Esta primera mención del fuego es la imagen donde se materializa el deseo, pues, como se ve en este mismo poema y en los subsecuentes, comparte muchos de sus atributos. En este sentido, conviene considerar que el fuego ha sido el símbolo de la transformación a lo largo de varias culturas durante siglos, fuerza transmutadora que, al cambiar la materia, también la purifica (Chevalier, 1986: 511-514). El fuego reaparecerá con mayor énfasis en “El fuego por la aldea”, con un sentido similar.

Este mismo poema, algunos versos más adelante, expone el porqué de la huida de la madre y, por lo tanto, su contraposición al deseo:

Lo descendido en vieja sangre suena vacío.

La sangre es fría cuando desciende y cuando se esparce [circulizada.

La madre es fría y está cumplida.

Si es por la muerte, su peso es doble y ya no nos suelta.

No es por las puertas donde se asoma nuestro abandono.

Es por un claro donde la madre sigue marchando, pero ya no [nos sigue.

Es por un claro, allí se ciega y bien nos deja.

Ay del que no marcha esa marcha donde la madre ya no le sigue, [ay (vv. 12-19).

La imagen de la madre sintetiza un principio contrapuesto al fuego, pues se la nombra como “fría”, pero también como “cumplida”, atributo que comparte con la imagen de la sangre que, igual de fría, se esparce en forma de círculo, otra imagen de lo acabado. En oposición, el fuego es calor y transformación, sin una forma definida: una imagen dinámica que transmuta y, en ese sentido, nunca termina por completar un ciclo, sino que es la metamorfosis concretada en el mundo.

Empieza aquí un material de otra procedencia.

PR #2819, opened 2026-04-21
Don't check links with strict mode

### LINKED ISSUE #2122: not mandate `check-links` if `strict` is set
## Proposal

As [discussed on discord](https://discord.com/channels/1083088970059096114/1126886232060870678/1359885379783622666) it would be useful if there was:

> a way to turn off the external link check but keep the internal link check with warnings raised to errors 

> ...if a contributor contributes something with a messed up internal link, we want it to fail CI, but if an external link has rotted in the meantime we don't want it to fail CI just because of that

@agoose77:
> We could add a --no-check-links flag. 
> But, I wonder whether we should just not mandate check-links if strict is set. 

## Additional notes

@agoose77 [here](https://discord.com/channels/1083088970059096114/1126886232060870678/1359894267480244307): 
> If we like that UX, though, the deprecation path would be:
>
>`myst build --strict`
> shows a warning about `--check-links`
>
> `myst build --strict --check-links`
> is silent
>
> `MYST_CHECK_LINKS=no`
> `myst build --strict`
> turns off the link checker until we leave the deprecation period

_(Potentially a different issue, but including for completeness)_
@agoose77 [here](https://discord.com/channels/1083088970059096114/1126886232060870678/1359937353187332348)
> Something else I'd been toying with is the idea of first-seen links vs old-links -- something we've seen before should not fail CI in the same way as a new, bad link

### LINKED ISSUE #2818: External link checking is problematic; let's separate that out from `--strict`
## The problem 

This overlaps strongly with https://github.com/jupyter-book/mystmd/issues/2122 and https://github.com/jupyter-book/mystmd/issues/2406. I'm opening a new issue here basically just to emphasize that this is a top priority right now for Project Pythia and we'd love to help converge on a solution.

There is currently no way to disable or configure external link checking when building with `--strict`. Since we moved to use `--strict` for all cookbook builds [a couple of months ago](https://github.com/ProjectPythia/cookbook-actions/pull/160), we have experienced a lot of headaches related to external link checking:
- Many perfectly valid links cause failures (I think because more and more web servers are rejecting these queries somehow). https://github.com/jupyter-book/mystmd/issues/2322 is a useful workaround but becomes very labor-intensive when we're managing hundreds of cookbooks repos with thousands of links
- Sometimes (and in some cases, unpredictably) the build times can become extraordinarily long as the link checker seems to hang indefinitely. This has led to huge increases in our consumption of Actions minutes.
- Failure of nightly cookbook builds because of temporary outages of external sites is not really our desired behavior.

These problems have become pervasive enough that Project Pythia has had to [disable strict building as default](https://github.com/ProjectPythia/cookbook-actions/pull/180) once again , hopefully temporarily. This means degrading our quality control since we will be allowing broken notebook code to be deployed on our cookbook sites.

## Potential solution

To me the most sensible solution was suggested [here in 2122](https://github.com/jupyter-book/mystmd/issues/2122#issuecomment-4025722144) by @choldgraf:
- `myst build --strict` - error enforcement only, including internal links and cross-references
- `myst build --check-links` - external link checking only
- `myst build --strict --check-links` - do both

Other suggestions for how to configure `-strict` have been made, and they would get the job done. But it makes a lot of semantic sense to me to treat the external link checking entirely separately as in the above. In fact, this would get us back to functionality that was available in Sphinx-based JupyterBook v1.

I'm not sure anyone on our team has the Javascript chops to open a PR for this. But we would love to help the community converge on the right solution and get it implemented.

choldgraf:
This separates the `--strict` and the `--check-links` logic in our build. It means that:

1. Links will only be checked if `--check-links` is explicitly given
2. Link warnings will only result in a fail if `--strict` is given

It also cleans up the documentation about this in general a little bit, so that information is a bit clearer and easier to find.

This _doesn't_ implement a deprecation pathway. Is that a huge problem? (personally, I think it'd be OK to not do this with a deprecation pathway, but if folks feel strongly I'm fine w/ it)

**Note**: The failing test doesn't seem to be related to this:

```
 FAIL  src/transforms/doi.spec.ts > DOI Resolvers for 'BibTeX' > markdown link with strange characters resolves
```

---

- resolves https://github.com/jupyter-book/mystmd/issues/2122
- resolves https://github.com/jupyter-book/mystmd/issues/2818

### DIFF
--- a/packages/myst-cli/src/process/site.ts
+++ b/packages/myst-cli/src/process/site.ts
@@ -545,7 +545,6 @@ export async function processProject(
     execute,
     maxSizeWebp,
     checkLinks,
-    strict,
   } = opts || {};
   if (!siteProject.path) {
     const slugSuffix = siteProject.slug ? `: ${siteProject.slug}` : '';
@@ -604,7 +603,7 @@ export async function processProject(
     pagesToTransform.map((page) =>
       postProcessMdast(session, {
         file: page.file,
-        checkLinks: checkLinks || strict,
+        checkLinks,
         pageReferenceStates,
         extraLinkTransformers,
         site: true,
--- a/packages/mystmd/tests/endToEnd.spec.ts
+++ b/packages/mystmd/tests/endToEnd.spec.ts
@@ -13,6 +13,7 @@ type TestCase = {
   env?: Record<string, any>;
   timeout?: number;
   command: string;
+  expectFailure?: boolean;
   outputs: {
     path: string;
     content?: string;
@@ -43,7 +44,7 @@ describe.concurrent('End-to-end cli export tests', { timeout: TIMEOUT }, () => {
   const cases = loadCases('exports.yml');
   test.each(
     cases.filter((c) => !only || c.title === only).map((c): [string, TestCase] => [c.title, c]),
-  )('%s', async (_, { cwd, env, command, outputs, timeout }) => {
+  )('%s', async (_, { cwd, env, command, expectFailure, outputs, timeout }) => {
     // Clean expected outputs if they already exist
     await Promise.all(
       outputs.map(async (output) => {
@@ -52,8 +53,13 @@ describe.concurrent('End-to-end cli export tests', { timeout: TIMEOUT }, () => {
         }
       }),
     );
-    // Run CLI command
-    await exec(command, { cwd: resolve(cwd), env: { ...process.env, ...env }, timeout });
+    // Run CLI command and assert non-zero exit when expectFailure is set
+    const run = exec(command, { cwd: resolve(cwd), env: { ...process.env, ...env }, timeout });
+    if (expectFailure) {
+      await expect(run).rejects.toThrow();
+    } else {
+      await run;
+    }
     // Expect correct output
     outputs.forEach((output) => {
       expect(fs.existsSync(resolve(output.path))).toBeTruthy();
--- a/packages/mystmd/tests/exports.yml
+++ b/packages/mystmd/tests/exports.yml
@@ -183,6 +183,11 @@ cases:
     cwd: strict-no-check-links
     command: myst build --strict
     outputs: []
+  - title: Check-links with strict fails on broken links
+    cwd: strict-no-check-links
+    command: myst build --check-links --strict
+    expectFailure: true
+    outputs: []
   - title: Basic site build
     cwd: basic-site
     command: myst build
--- a/packages/mystmd/tests/exports.yml
+++ b/packages/mystmd/tests/exports.yml
@@ -181,11 +181,11 @@ cases:
         content: dois/outputs/dois.bib
   - title: Strict build does not check external links
     cwd: strict-no-check-links
-    command: myst build --strict
+    command: myst build --site --strict
     outputs: []
   - title: Check-links with strict fails on broken links
     cwd: strict-no-check-links
-    command: myst build --check-links --strict
+    command: myst build --site --check-links --strict
     expectFailure: true
     outputs: []
   - title: Basic site build
--- a/packages/mystmd/tests/exports.yml
+++ b/packages/mystmd/tests/exports.yml
@@ -179,6 +179,10 @@ cases:
         content: dois/outputs/dois.tex
       - path: dois/_build/main.bib
         content: dois/outputs/dois.bib
+  - title: Strict build does not check external links
+    cwd: strict-no-check-links
+    command: myst build --strict
+    outputs: []
   - title: Basic site build
     cwd: basic-site
     command: myst build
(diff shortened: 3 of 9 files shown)


packages/myst-cli/src/process/site.ts
```diff
@@ -604,7 +603,7 @@ export async function processProject(
     pagesToTransform.map((page) =>
       postProcessMdast(session, {
         file: page.file,
-        checkLinks: checkLinks || strict,
+        checkLinks,
```
choldgraf, line 606: This is the thing that changes behavior, all the other stuff is documentation and testing

rowanc1: Confirmed on my review that this is the only substantial change!

rowanc1 (approved):
Looks good to me, haven't tested locally. But tests from CI looks good.

packages/mystmd/tests/endToEnd.spec.ts
```diff
@@ -13,6 +13,7 @@ type TestCase = {
   env?: Record<string, any>;
   timeout?: number;
   command: string;
+  expectFailure?: boolean;
```
choldgraf, line 16: This is just a little flag for our tests so that we can test an "expect this to fail" case for the link check...we might be able to use this elsewhere too but I just wanted to keep it targeted for now

packages/mystmd/tests/exports.yml
```diff
@@ -179,6 +179,15 @@ cases:
         content: dois/outputs/dois.tex
       - path: dois/_build/main.bib
         content: dois/outputs/dois.bib
+  - title: Strict build does not check external links
```
choldgraf, line 182: This build has a broken link...the first test passes because we aren't passing `--check-links` and the second one should fail.

agoose77:
LGTM! Thanks Chris! Thanks for reviewing Rowan!

da5nsy:
Hey folks, we're testing this [over on TTW](https://github.com/the-turing-way/the-turing-way/pull/4619) and getting some residual issues.
It looks like it is still checking (some?) DOIs (and failing on some, which seem to be available when manually tested but maybe 404d at build?).

```
...
🪄  Linked 3 DOIs from doi.org in 14 s for reproducible-research/overview/overview-barriers.md
📖 Built reproducible-research/overview/overview-barriers.md in 22 s.
🪄  Linked 2 DOIs from doi.org in 14 s for foreword/governance/ways-of-working.md
📖 Built foreword/governance/ways-of-working.md in 22 s.
🪄 Updated link text for 2 external MyST references in 977 ms
🪄 Updated link text for 1 external MyST reference in 961 ms
🪄 Updated link text for 2 external MyST references in 1.15 s
🪄 Updated link text for 3 external MyST references in 1.19 s
📚 Built 485 pages for project in 1.05 min.

reproducible-research/rdm/rdm-repository.md
  - ⛔ Citation data from doi.org was not available or malformed for doi:10.1007/s11192-022-04346-1

Site has 1 error and 0 warning, stopping build.
make: *** [Makefile:33: ci] Error 1
Error: Process completed with exit code 2.
```

bsipocz:
I regularly see sporadic DOI issues like this, usually a restart resolves the build. I suppose there maybe some rate limit set at doi.org?

da5nsy:
> I regularly see sporadic DOI issues like this, usually a restart resolves the build. I suppose there maybe some rate limit set at doi.org?

That may be true, but this PR is called "Don't check links with strict mode", and this result shows that some links are still being checked in strict mode. And also that those link-check failures are failing the build in strict mode.

dcamron:
To my understanding this is a specific output of the [automatic biblio generation and validation from DOI links](https://mystmd.org/guide/citations#doi-links) on build.

The [manual biblio generation recommendation](https://mystmd.org/guide/citations#writing-dois-to-bibtex) from the docs might be a good solution for those particular headaches.

choldgraf:
Something tells me that the DOI checking is a different mechanism than the more general link-checking pathway, since DOIs are treated as special things in MyST as opposed to regular links. Could you open an issue scoped to something like `Allow users to disable DOI checking for some or all DOI links`?

bsipocz:
Thanks for pointing to the bibtex route, but that doesn't work for us, at least not until we have way more cross referencing that are seriously affecting build time. We only have a handful of DOIs, so and this erroring out is sporadic enough that it's totally fine to live with it.

dcamron:
> different mechanism

To that end, if it's helpful: I think this can also be handled in [myst.yml `error_rules`](https://mystmd.org/guide/settings#setting-error-rules) under `doi-link-valid`, either through individual exceptions or altogether.

FWIW I do think it could be useful to clarify and/or control this within the umbrella of link checking or a similar CLI flag, and I relate to the confusion.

Lo acabado, o sea la madre, es algo que ya no puede desear, porque ya está cumplido, ya no busca la imagen de sí. Ahora es posible entender mucho mejor aquellos versos iniciales donde el poeta construye la identidad de este joven como un sujeto que naturalmente huye de la madre, pues es un hombre movido por el deseo. Visto en estos términos, mi interpretación es distinta de la de Arturo Arias, quien advierte una fusión entre la madre y el deseoso. Una perspectiva conciliadora sería comprender a la madre como una imagen de la interioridad del mismo deseoso, lectura que nos llevaría a considerar que el joven busca huir de sí mismo, idea que no parece del todo desacertada. Sin embargo, esta interpretación en segundo grado, muy cercana a la interpretación alegórica de Bejel, es peligrosa en la medida en la que coloca, también, a la imagen en un segundo plano dentro de la experiencia, un mero vehículo que encubre un discurso mucho más abstracto; principio diametralmente opuesto a la poética de Lezama, quien no busca comunicar en el sentido más simple de la palabra, sino participar de un acto de creación mítico y primigenio, que a través del lenguaje trasciende cualquier finalidad y se manifiesta como “un enloquecido apetito de desciframiento” (1988: 350).

Los últimos versos se encargan de enfatizar la idea del deseo como principio de movimiento, como motor de lo dinámico, y no una fuerza encaminada a un fin, a una meta definida:

Nuestro deseo no es alcanzar o incorporar un fruto ácido.

El deseoso es el huidizo

y de los cabezazos con nuestras madres cae el planeta centro

[de mesa

y ¿de dónde huimos, si no es de nuestras madres de quien [huimos

que nunca quieren recomenzar el mismo naipe, la misma noche [de igual ijada descomunal? (vv. 23-27)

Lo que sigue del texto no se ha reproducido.